Skip It. It was bad enough when we had that run of misleading Jane Austen movies that egregiously mistook Austen's lightness of touch for being simply lightweight; are we now in for a widespread cinematic misunderstanding of Goethe's lush, thundering, passion-drenched Romanticism, in his work and in his life, as mere, forced sitcom whimsy and template-based rom-com convention? If Young Goethe in Love is any indication, the answer is a disappointing yes. In reimagining the great, rebellious, yearning Romantic as a smirking, self-amused renegade character type, and his formative experience as something that was evidently pitched (and, unfortunately, followed through on) as "It's Love Story!
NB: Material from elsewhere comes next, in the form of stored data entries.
Issue #1400, opened 2023-10-30
Add "modules state is following" step alternative for DNF5


pkratoch:
This blocks many module tests that could be enabled now.

PR #1404, opened 2023-11-09
Enable and update some module tests

pkratoch:
Resolves: https://github.com/rpm-software-management/ci-dnf-stack/issues/1400

### DIFF
--- a/dnf-behave-tests/dnf/module/filtering.feature
+++ b/dnf-behave-tests/dnf/module/filtering.feature
@@ -1,3 +1,4 @@
+@dnf5
 Feature: Modular filtering must provide onlu relevant source packages
 
 Background:
@@ -14,6 +15,7 @@ Scenario: Check that only module packages including src are available
    Then the exit code is 0
     And stdout is
         """
+        <REPOSYNC>
         berry-0:1.0-1.wood.src
         berry-0:1.0-1.wood.x86_64
         """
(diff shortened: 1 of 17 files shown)


dnf-behave-tests/dnf/steps/module.py
```diff
@@ -46,19 +47,22 @@ def check_module_list(context):
 
 
 def get_modules_state(installroot):
-    cfgdir = os.path.join(installroot, 'etc/dnf/modules.d')
-    cfg = ConfigParser()
-    cfg.read(glob.glob(cfgdir + '/*.module'))
```
kontura, line 51: Since the `ConfigParser` and `glob` are no longer used should we also drop their imports?

dnf-behave-tests/dnf/module/filtering.feature
```diff
@@ -12,8 +13,9 @@ Scenario: Check that only module packages including src are available
         | berry-source | enabled   | wood       |           |
    When I execute dnf with args "repoquery berry"
    Then the exit code is 0
-    And stdout is
+    And stdout matches line by line
```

But in 18th-century Germany!", director Philipp Stolzl and the rest of those responsible have done their audiences -- either those who already appreciate Goethe or, their more likely cynical target, kids whose ostensibly tiny attention spans they're trying to placate with something cut down into easily digestible familiarity -- a disservice. It's a film whose willful silliness and inconsequentiality, its near-automated regurgitation of stylistic and narrative convention, probably do have to be seen to be believed; I would not, however, advise it.